**** DATA SECTION ****
PR #1327, opened 2022-04-18
Uh Oh - Arbitrary extension version is enabled - Fix redux-state migration.

0xDaedalus:
This PR addresses two bugs:

The first is a bug where we were assigning `isArbitraryDatSigningEnabled` to the root LedgerState rather than assigning it to the state of each connected device.  This did not seem to have any adverse effect on the application but it did not conform to our typing.

The second is a much rarer bug where if a user was upgrading to version 0.13.0 from a pre 0.11.0 version of tally the application would become unresponsive due to pre 0.11.0 redux-states not having the "ledger" property.

### To Test:
-  uninstall tally extension
- `git checkout c88495eba2299771bb8be785d99832a0a89a6e0c` (version 0.10.0)
-  build it and add it to chrome
- open it up - add a wallet (preview is fine)
- `git checkout fix-migration-six`
-  update the wallet in chrome://extensions - version should change to 0.13.0.
-  you should _not_ get a black screen and the wallet should be useable.

### DIFF
--- a/background/main.ts
+++ b/background/main.ts
@@ -212,14 +212,23 @@ const REDUX_MIGRATIONS: { [version: number]: Migration } = {
   // eslint-disable-next-line @typescript-eslint/no-explicit-any
   6: (prevState: any) => {
     const { ...newState } = prevState
-    // If a user is upgrading from pre 0.11.0.  They will not have `ledger` in their redux store - so we need to check that it exists.
-    if (newState.ledger) {
-      Object.keys(newState.ledger.devices).forEach((deviceId) => {
-        ;(newState.ledger as LedgerState).devices[
-          deviceId
-        ].isArbitraryDataSigningEnabled = false
-      })
+
+    // A user might be upgrading from version without the `ledger` key in the redux store - so we
+    // initialize it here if that is the case.
+    if (!newState.ledger) {
+      newState.ledger = {
+        currentDeviceID: null,
+        devices: {},
+        usbDeviceCount: 0,
+      }
+      return newState
     }
+
+    Object.keys(newState.ledger.devices).forEach((deviceId) => {
+      ;(newState.ledger as LedgerState).devices[
+        deviceId
+      ].isArbitraryDataSigningEnabled = false
+    })
 
     return newState
   },
--- a/background/main.ts
+++ b/background/main.ts
@@ -85,6 +85,7 @@ import {
   SignDataRequest,
 } from "./utils/signing"
 import {
+  LedgerState,
   resetLedgerState,
   setDeviceConnectionStatus,
   setUsbDeviceCount,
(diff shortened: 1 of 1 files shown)


background/main.ts
```diff
@@ -211,7 +212,14 @@ const REDUX_MIGRATIONS: { [version: number]: Migration } = {
...
     const { ...newState } = prevState
-    newState.ledger.isArbitraryDataSigningEnabled = false
+    // If a user is upgrading from pre 0.11.0.  They will not have `ledger` in their redux store - so we need to check that it exists.
+    if (newState.ledger) {
+      Object.keys(newState.ledger.devices).forEach((deviceId) => {
+        ;(newState.ledger as LedgerState).devices[
+          deviceId
+        ].isArbitraryDataSigningEnabled = false
+      })
+    }
```
Shadowfiend, line 222: Do we just want to add the ledger key in this case so we're not having to deal with the potential for a missing key forever?

0xDaedalus: That is an interesting question and I think it comes down to how want to handle the general problem of a user potentially updating from an unknown point in the past.

If we go the path of adding keys that may be missing we might be introducing the following workflow for a contributor:
1) Make a change that needs a migration.
2) Check all previous migrations to make sure that that key of the key has been added in some migration. 
3) If no migrations add that key - add the key - otherwise don't.

Step 2 seems like it might be introducing implicit knowledge that's needed to successfully contribute here.

On the other hand if we don't go down the path of adding keys the flow might look like:
1) Make a change that needs a migration
2) Assume _all_ keys might not exist (I think we can codify this with stricter types.  We did this in previous migrations with `Record<string, unknown>` - I'm actually the lazy pup that introduced the pattern of `prevState: any`).
3) Add logic to skip the migration if the keys it depends on don't exist

Step 2 & 3 together seem to have less of an implicit knowledge requirement for contributing - but likely results in more code-per-migration.

I guess another approach might be to skip step 2) in the former example - and _always_ reconstruct state that might not exist.

I'm not sure of the best way forward here - curious to hear your (and others') thoughts.

Shadowfiend: I'm thinking step 2 is only a problem if we don't always migrate for new keys. If the rule is "new key = migration" then there isn't anything in the distant past to look at. 

How to enforce that there is a migration is an interesting question, but I think we can rely on code review in the short term?

Certainly stricter types and optional chaining is also possible, but could compound into gnarly handling of potential undefined everywhere when they don't carry any semantic value.

0xDaedalus: > but I think we can rely on code review in the short term?

I think this is a fine solution with the caveat that it makes me nervous since a miss in code-review will render the wallet unusable for some users.  Maybe as part of our QA process for releases we can add a step for a user to download v 0.10.0 and then upgrade to the new release version.  Anyway - pushing forward for now - will update and comment.

greg-nagy: - short term
  - Added migration check for the release QA plan, thanks for that 🤗
  - > If the rule is "new key = migration" then there isn't anything in the distant past to look at.
    - I think this mindset/rule of thumb could be good and be done until long term solution happens during review
- long term I would like to move the redux store into its own UI service and would like to change the persistence layer to be in indexedDB. That way handling the migration would be the same as with any other service

greg-nagy (approved):
let's 🚀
****
* _WORK TASK_: Up to and including the line that holds "This PR addresses", reproduce the records above exactly from their first line, and give nothing else.

* _RESULT OF THIS EXERCISE_:
PR #1327, opened 2022-04-18
Uh Oh - Arbitrary extension version is enabled - Fix redux-state migration.

0xDaedalus:
This PR addresses two bugs:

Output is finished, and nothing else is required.